Selective type 1 error rate
output |>
pivot_longer(
starts_with("pval"),
names_to = "type") |>
group_by(type, null) |>
summarize(error_rate = mean(value < 0.05), .groups = "keep")
#> # A tibble: 14 × 3
#> # Groups: type, null [14]
#> type null error_rate
#> <chr> <lgl> <dbl>
#> 1 pval_full FALSE 0.0150
#> 2 pval_full TRUE 0.00641
#> 3 pval_full_lasso FALSE 0.00752
#> 4 pval_full_lasso TRUE 0.00214
#> 5 pval_lasso FALSE 0.889
#> 6 pval_lasso TRUE 0.842
#> 7 pval_lasso_rev FALSE 0.0263
#> 8 pval_lasso_rev TRUE 0.0192
#> 9 pval_OLS FALSE 0.827
#> 10 pval_OLS TRUE 0.722
#> 11 pval_OLS_beta FALSE 0.852
#> 12 pval_OLS_beta TRUE 0.735
#> 13 pval_OLS_rev FALSE 0.0526
#> 14 pval_OLS_rev TRUE 0.0342
output |>
dplyr::filter(null == TRUE) |>
pivot_longer(
starts_with("pval"),
names_to = "type") |>
group_by(type) |>
summarize(error_rate = mean(value < 0.05), .groups = "keep")
#> # A tibble: 7 × 2
#> # Groups: type [7]
#> type error_rate
#> <chr> <dbl>
#> 1 pval_full 0.00641
#> 2 pval_full_lasso 0.00214
#> 3 pval_lasso 0.842
#> 4 pval_lasso_rev 0.0192
#> 5 pval_OLS 0.722
#> 6 pval_OLS_beta 0.735
#> 7 pval_OLS_rev 0.0342
Selective power
output |>
dplyr::filter(null == FALSE) |>
pivot_longer(
starts_with("pval"),
names_to = "type") |>
group_by(type) |>
summarize(power = mean(value < 0.05), .groups = "keep")
#> # A tibble: 7 × 2
#> # Groups: type [7]
#> type power
#> <chr> <dbl>
#> 1 pval_full 0.0150
#> 2 pval_full_lasso 0.00752
#> 3 pval_lasso 0.889
#> 4 pval_lasso_rev 0.0263
#> 5 pval_OLS 0.827
#> 6 pval_OLS_beta 0.852
#> 7 pval_OLS_rev 0.0526
Model selection success rates
These diagnostics are computed to give some indication of the difficulty level of lasso model selection for the chosen data generation process.
output |>
summarize(null = mean(null),
alt = mean(alt),
s_null = mean(s_null),
s_alt = mean(s_alt))
#> null alt s_null s_alt
#> 1 0.468 0.549 8.583 7.718
output %>% pull(null_intersection) %>% qplot()

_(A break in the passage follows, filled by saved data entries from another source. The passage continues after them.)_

PR #5841, opened 2026-08-12
Refactor: TLS 1.3 Cipher_State (de)protects full Record objects

reneme:
This is preparatory work for DTLS 1.3 (#5000) where the record protection is more involved and more meta-data of the record must be available for (de)protection. It makes sense to handle this similarly for TLS as well.

Concretely, the DTLS record header contains an encrypted sequence number hint. Also, in DTLS records may be out-of-order and some sequence number and epoch guess work might be necessary. All of this requires more logic and information to move into the `Cipher_State`.

**What changed**
- **`Cipher_State` API redesign**: `encrypt_record_fragment()`/`decrypt_record_fragment()` → `protect_record()`/`deprotect_record()`. Protection now assembles the full marshalled record (header + `TLSInnerPlaintext` + AEAD tag) including padding; deprotection takes a complete `Record_TLS`, validates sizes, decrypts in place, strips padding (constant-time), and returns a `Record_Content` (type, sequence number, payload).
- **New `Record_TLS` type** (`tls_record_13.h/cpp`): incrementally re-assembles a record from arbitrary byte streams and owns all wire-format validation (record type, ossified major version, zero-length fragments, `MAX_PLAINTEXT_SIZE` / `MAX_CIPHERTEXT_SIZE_TLS13` limits). Payload buffer is reserved to the exact announced length once the header is complete and can be moved out copy-free via `take_payload()`.
- **`Record_Layer` read path**: the flat read buffer with offset-based compaction was replaced by a `std::deque<Record_TLS>`, eliminating the per-`copy_data` memmove and one payload copy per record.
- Tests: new `Record_TLS` unit tests (fragmented/byte-wise assembly, multi-record buffers), padding round-trip tests, RFC 8448 vectors adapted to the new API.


src/lib/tls/tls13/tls_record_layer_13.h
```diff
@@ -106,6 +92,8 @@ class BOTAN_TEST_API Record_Layer {
       void disable_receiving_compat_mode() { m_receiving_compat_mode = false; }
 
    private:
+      std::deque<Record_TLS> m_incoming_records;
+
       std::vector<uint8_t> m_read_buffer;
       size_t m_read_offset = 0;
```
reneme: This can probably go.

src/lib/tls/tls13/tls_cipher_state.cpp
```diff
@@ -254,30 +261,165 @@ uint64_t Cipher_State::encrypt_record_fragment(const std::vector<uint8_t>& heade
...
+   //    pad. [...] Implementations MUST set the padding octets to all zeros
+   //    before encrypting.
+   result.get().insert(result.end(), plaintext.begin(), plaintext.end());  // content
+   result.get().push_back(to_underlying(type));                            // type
+   result.get().insert(result.end(), padding_bytes, 0x00);                 // zeros (padding)
+
+   BOTAN_ASSERT_NOMSG(result.size() == unprotected_record_length);
+   m_encrypt->set_associated_data(std::span{result}.first<TLS_HEADER_SIZE>());
+   m_encrypt->start(current_nonce(m_write_seq_no++, m_write_iv));
+   m_encrypt->finish(result, TLS_HEADER_SIZE /* skip header when protecting the payload */);
```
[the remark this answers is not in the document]
reneme: That's a very good catch! For the record: I think with an improved API that would be facilitated by #4880 (or a similar effort) we'd be able to better avoid such gotchas.

src/lib/tls/tls13/tls_record_layer_13.cpp
```diff
@@ -312,132 +207,63 @@ std::vector<uint8_t> Record_Layer::prepare_records(const Record_Type type,
...
+   m_incoming_records.pop_front();
 
-   // The first received record(s) are likely a client or server hello. To be able to
-   // perform protocol downgrades we must be less vigorous with the record's
-   // legacy version. Hence, `check_tls13_version` is `false` for the first record(s).
-   const TLSPlaintext_Header plaintext_header({header_begin, header_end}, !m_receiving_compat_mode);
+   // RFC 9846 5.1
+   //    legacy_record_version:  MUST be set to 0x0303 for all records
+   //                            generated by a TLS 1.3 implementation
+   if(!m_receiving_compat_mode && record.legacy_version() != Protocol_Version::TLS_V12) {
```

#> `stat_bin()` using `bins = 30`. Pick better value with `binwidth`.
output %>% pull(alt_intersection) %>% qplot()
#> `stat_bin()` using `bins = 30`. Pick better value with `binwidth`.
output |> pull(s_alt) |> qplot()
#> `stat_bin()` using `bins = 30`. Pick better value with `binwidth`.
output |> ggplot(aes(max_corr, null_intersection)) +
geom_point() + geom_smooth(method = "lm")
#> `geom_smooth()` using formula 'y ~ x'
output |> ggplot(aes(min_beta, null_intersection)) +
geom_point() + geom_smooth(method = "lm")
#> `geom_smooth()` using formula 'y ~ x'
output %>% pull(null_intersection) |> qplot()
#> `stat_bin()` using `bins = 30`. Pick better value with `binwidth`.
RPtests controls selective error
To the best of my knowledge it is not known whether RPtests is valid for selective inference since it was not designed or proven to do so. This empirical demonstration may be a novel result showing that, at least in the conditions simulated here, the method does control selective errors.